Tristan Capital Partners Managing Director Kristian Smyth said that with global bond yield rates continuing to suggest that interest rates will remain relatively high amid global instability, Irish real estate “needs to be in a fair amount of distress or have a good growth story” to become attractive and encourage more transactions.
“The government has dug itself into a hole and is now trying to dig itself out,” he said. "But ultimately, it’s about the [removal of the] 2% rental cap. But in reality, it won't happen in the next 12 months because that would be political suicide.
“Capital flows into real estate hit a high-water mark in 2021. What’s positive for residential is that there's definitely a recycling of offices into residential so there will be more money coming in and the fundamentals of demand are very strong.”
Activate Capital Head of Investment Paddy McElligott said he felt that the government had “fired as many arrows as they can and used their full toolkit.”
Despite concerns over the rent cap, especially amid high interest and inflationary conditions, he stressed that regulatory changes can take some time for companies to absorb and that it was still relatively early for the real estate industry to have fully adjusted.
“I would say leave the rent cap alone for a while and let it settle,” he said. “The macro level is tough, but the conditions are there to grow.”
Patrizia UK & Ireland Residential Investment Executive Antonio Marin-Bataller said that across Europe, core capital investment has all but stopped and is more active among the opportunistic and value-add investors.
“Investors are only going to spend core on the crème de la crème at good pricing, and if you look at markets like London and Sweden, they have repriced over 100 basis points,” he said. “Ireland’s fundamentals are still very good, with schemes fully occupied, but pricing needs to correct, and that needs to happen pretty quickly.”
With rental caps common in Europe, he speculated that the 2% restriction was too tight for international money to come in. Investors would need to see evidence of very attractive returns.
“We are going through a significant correction. The cost of capital and debt is very expensive,” Marin-Bataller added.
Greystar Ireland Investment Director Miguel Fitzgerald questioned the purpose of the 2% cap, saying it was positive for existing tenants but “very detrimental to the asset class and the investor, as we can see that with no activity in the private rental sector.”
He argued that the cap should apply to the person, not the property, and pointed to the fact that in some apartment blocks, neighbours might be paying rental differences of a thousand euros per month depending on when they took up their tenancy.
“For investors, the dates of tenancies are like vintages of wine, where some invested in great years and others in much worse vintages,” Fitzgerald said. “Investors don't have to be here. Their money can end up elsewhere if we are not attractive enough, and at the moment, we are not because of the rent cap.”
One of those overseas companies that has been active in Ireland as an alternative debt provider is U.S.-based Harrison Street.
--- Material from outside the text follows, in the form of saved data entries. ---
PR #4901, opened 2021-09-08
fix(insightsMiddleware): throw an error when credentials can't be extracted

Haroenv:
**Summary**

When api or appId is missing, an error gets thrown by search insights, but that doesn't explain *why* that error gets thrown.

Ideally this would also clarify what the next step is (usually making sure to spread the previous search client, or leaving all properties in place, but i'm not too sure how to word that.

This doesn't add a new error where there wasn't already one, as the search-insights library threw an error in this case already.

**Result**

An error that explains when the search client doesn't match insights' expectation

### DIFF
--- a/src/lib/utils/getAppIdAndApiKey.ts
+++ b/src/lib/utils/getAppIdAndApiKey.ts
@@ -1,7 +1,5 @@
 // typed as any, since it accepts the _real_ js clients, not the interface we otherwise expect
-export function getAppIdAndApiKey(
-  searchClient: any
-): [string | undefined, string | undefined] {
+export function getAppIdAndApiKey(searchClient: any) {
   if (searchClient.transporter) {
     // searchClient v4
     const { headers, queryParameters } = searchClient.transporter;
--- a/src/lib/utils/getAppIdAndApiKey.ts
+++ b/src/lib/utils/getAppIdAndApiKey.ts
@@ -1,5 +1,7 @@
 // typed as any, since it accepts the _real_ js clients, not the interface we otherwise expect
-export function getAppIdAndApiKey(searchClient: any) {
+export function getAppIdAndApiKey(
+  searchClient: any
+): [string | undefined, string | undefined] {
   if (searchClient.transporter) {
     // searchClient v4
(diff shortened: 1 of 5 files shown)


src/lib/utils/getAppIdAndApiKey.ts
```diff
@@ -1,5 +1,7 @@
 // typed as any, since it accepts the _real_ js clients, not the interface we otherwise expect
-export function getAppIdAndApiKey(searchClient: any) {
+export function getAppIdAndApiKey(
+  searchClient: any
```
Haroenv, line 3: I looked into typing this, but as it accepts either v3 or v4, it would need some ts-ignore's like algoliasearch.ts and that doesn't seem worth it

src/middlewares/__tests__/createInsightsMiddleware.ts
```diff
@@ -114,6 +117,19 @@ describe('insights', () => {
...
+    it('throws when search client does not have credentials', () => {
+      const { insightsClient, instantSearchInstance } = createTestEnvironment({
+        searchClient: createSearchClient(),
+      });
+      expect(() =>
+        createInsightsMiddleware({
+          insightsClient,
+        })({ instantSearchInstance })
+      ).toThrowErrorMatchingInlineSnapshot(
+        `"[insights middleware]: could not extract Algolia credentials from searchClient"`
```
eunjae-lee, line 129: Seems reasonable, but I'm curious in which case searchClient didn't include the credentials? In that case, InstantSearch.js itself won't be functioning, no?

Managing Director Ben Chittick said that while he understood that the rent cap had been introduced as protection from “skyrocketing rents” it had only succeeded in helping to exacerbate the shortage of available properties.
“The purpose has put us backwards. It is not progressive,” he said. “The current theme is uncertainty. Investors need to know they have an exit into a market of scale. But all the pieces are dysfunctional. We need a correction to get things moving, then things will start to unlock. Right now, everyone is looking at the same cloudy crystal ball.”